PR #71, opened 2023-06-02
Do not blacklist erofs

DaanDeMeyer:
erofs is actively maintained upstream and should not be considered a legacy filesystem so let's not blacklist it by default.

### DIFF
--- a/suse-module-tools.spec
+++ b/suse-module-tools.spec
@@ -37,7 +37,7 @@
 %global systemd_units %{?with_boot_sysctl:boot-sysctl.service} %{?with_kernel_sysctl:kernel-sysctl.service}
 
 # List of legacy file systems to be blacklisted by default
-%global fs_blacklist adfs affs bfs befs cramfs efs erofs exofs freevxfs hfs hpfs jfs minix nilfs2 ntfs omfs qnx4 qnx6 sysv ufs
+%global fs_blacklist adfs affs bfs befs cramfs efs exofs freevxfs hfs hpfs jfs minix nilfs2 ntfs omfs qnx4 qnx6 sysv ufs
 
 # List of all files installed under modprobe.d
 # Note: this list contains files installed by previous versions, like 00-system-937216.conf!


hsiangkao:
Honestly, I have no idea why it was in the blacklist at all.

mwilck:
This list is the result of an internal discussion at SUSE. It basically means that SUSE doesn't support the file system in its proprietary offerings. openSUSE users are free to unblacklist these filesystems by simply `modprobe`'ing them.

@jeffmahoney, what do you think about erofs?

hsiangkao:
> This list is the result of an internal discussion at SUSE. It basically means that SUSE doesn't support the file system in its commercial offerings. openSUSE users are free to unblacklist these filesystems by simply `modprobe`'ing them.
> 
> @jeffmahoney, what do you think about erofs?

Ok, from my own perspective, I've been working on EROFS for more than five years and it already gains more users and developers.
It's still explicitly blocked from what I don't know (compared with other unmaintained stuffs on the list, honestly), maybe EROFS is still not quite good so I have to do more work to gain more and more users. Anyway, that is totally fine by me but a direction might be better for me to improve it for unblocking on SUSE.

mwilck:
@hsiangkao,

> maybe EROFS is still not quite good

Please don't interpret it this way. It's mostly a business decision, related to commercial support. It isn't directly related to the code quality, or what SUSE engineering perceives as such. If SUSE thought this module was "not good", we wouldn't be shipping it at all in the first place.

That said, the list is now about 4 years old, and it may be time to revisit it. Let's see what Jeff says.

jeffmahoney:
I haven't been following file system development for some time.  @goldwynr leads the file system team now.

goldwynr:
I dont' see a problem keeping EROFS for opensuse. It is acrively being developed and maintained upstream.

jeffmahoney:
With Leap inheriting binary packages from SLE, the changes apply to both.

goldwynr:
In that case, we would keep it blacklisted for both openSUSE and SLE. We don't officially support it. If someone wants to use it, the user can still explicitly modprobe it.

DaanDeMeyer:
Any chance that this could be a little more lenient in Tumbleweed? I'd be happy to have it there, I understand that it can't be supported in the enterprise offerings.

mwilck:
We can discuss different rules for Tumbleweed.

But as mentioned before, the idea is that the user needs to load the module explicitly once using "modprobe", indicating that she actually wants to use it (this way we avoid the module being auto-loaded without the user's consent, at least the first time). Then the following happens:

```
# modprobe erofs
unblacklist: loading erofs file system module
unblacklist: Do you want to un-blacklist erofs permanently (<y>es/<n>o/n<e>ver)? y
unblacklist: erofs un-blacklisted by creating /etc/modprobe.d/60-blacklist_fs-erofs.conf
# ls -l /etc/modprobe.d/60-blacklist_fs-erofs.conf
lrwxrwxrwx 1 root root 9 Jun  2 23:07 /etc/modprobe.d/60-blacklist_fs-erofs.conf -> /dev/null
```

Is that not acceptable?

bluca:
This is about automated usage at early boot (ie: root or /usr dm-verity partition), so afraid not

mwilck:
> This is about automated usage at early boot (ie: root or /usr dm-verity partition), so afraid not

As I said, you just need to excecute modprobe **once**. After that, automated usage will be possible.

DaanDeMeyer:
> As I said, you just need to excecute modprobe once. After that, automated usage will be possible.

This is specifically for use in CI testing where we throw away the image every time, manually running modprobe is not an option.

hsiangkao:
--- --- ---
*EXERCISE AIM*. Write out every line of the material exactly as it appears.

*WRITTEN ANSWER*.
PR #71, opened 2023-06-02
Do not blacklist erofs

DaanDeMeyer:
erofs is actively maintained upstream and should not be considered a legacy filesystem so let's not blacklist it by default.

### DIFF
--- a/suse-module-tools.spec
+++ b/suse-module-tools.spec
@@ -37,7 +37,7 @@
 %global systemd_units %{?with_boot_sysctl:boot-sysctl.service} %{?with_kernel_sysctl:kernel-sysctl.service}
 
 # List of legacy file systems to be blacklisted by default
-%global fs_blacklist adfs affs bfs befs cramfs efs erofs exofs freevxfs hfs hpfs jfs minix nilfs2 ntfs omfs qnx4 qnx6 sysv ufs
+%global fs_blacklist adfs affs bfs befs cramfs efs exofs freevxfs hfs hpfs jfs minix nilfs2 ntfs omfs qnx4 qnx6 sysv ufs
 
 # List of all files installed under modprobe.d
 # Note: this list contains files installed by previous versions, like 00-system-937216.conf!


hsiangkao:
Honestly, I have no idea why it was in the blacklist at all.

mwilck:
This list is the result of an internal discussion at SUSE. It basically means that SUSE doesn't support the file system in its proprietary offerings. openSUSE users are free to unblacklist these filesystems by simply `modprobe`'ing them.

@jeffmahoney, what do you think about erofs?

hsiangkao:
> This list is the result of an internal discussion at SUSE. It basically means that SUSE doesn't support the file system in its commercial offerings. openSUSE users are free to unblacklist these filesystems by simply `modprobe`'ing them.
> 
> @jeffmahoney, what do you think about erofs?

Ok, from my own perspective, I've been working on EROFS for more than five years and it already gains more users and developers.
It's still explicitly blocked from what I don't know (compared with other unmaintained stuffs on the list, honestly), maybe EROFS is still not quite good so I have to do more work to gain more and more users. Anyway, that is totally fine by me but a direction might be better for me to improve it for unblocking on SUSE.

mwilck:
@hsiangkao,

> maybe EROFS is still not quite good

Please don't interpret it this way. It's mostly a business decision, related to commercial support. It isn't directly related to the code quality, or what SUSE engineering perceives as such. If SUSE thought this module was "not good", we wouldn't be shipping it at all in the first place.

That said, the list is now about 4 years old, and it may be time to revisit it. Let's see what Jeff says.

jeffmahoney:
I haven't been following file system development for some time.  @goldwynr leads the file system team now.

goldwynr:
I dont' see a problem keeping EROFS for opensuse. It is acrively being developed and maintained upstream.

jeffmahoney:
With Leap inheriting binary packages from SLE, the changes apply to both.

goldwynr:
In that case, we would keep it blacklisted for both openSUSE and SLE. We don't officially support it. If someone wants to use it, the user can still explicitly modprobe it.

DaanDeMeyer:
Any chance that this could be a little more lenient in Tumbleweed? I'd be happy to have it there, I understand that it can't be supported in the enterprise offerings.

mwilck:
We can discuss different rules for Tumbleweed.

But as mentioned before, the idea is that the user needs to load the module explicitly once using "modprobe", indicating that she actually wants to use it (this way we avoid the module being auto-loaded without the user's consent, at least the first time). Then the following happens:

```
# modprobe erofs
unblacklist: loading erofs file system module
unblacklist: Do you want to un-blacklist erofs permanently (<y>es/<n>o/n<e>ver)? y
unblacklist: erofs un-blacklisted by creating /etc/modprobe.d/60-blacklist_fs-erofs.conf
# ls -l /etc/modprobe.d/60-blacklist_fs-erofs.conf
lrwxrwxrwx 1 root root 9 Jun  2 23:07 /etc/modprobe.d/60-blacklist_fs-erofs.conf -> /dev/null
```

Is that not acceptable?

bluca:
This is about automated usage at early boot (ie: root or /usr dm-verity partition), so afraid not

mwilck:
> This is about automated usage at early boot (ie: root or /usr dm-verity partition), so afraid not

As I said, you just need to excecute modprobe **once**. After that, automated usage will be possible.

DaanDeMeyer:
> As I said, you just need to excecute modprobe once. After that, automated usage will be possible.

This is specifically for use in CI testing where we throw away the image every time, manually running modprobe is not an option.

hsiangkao:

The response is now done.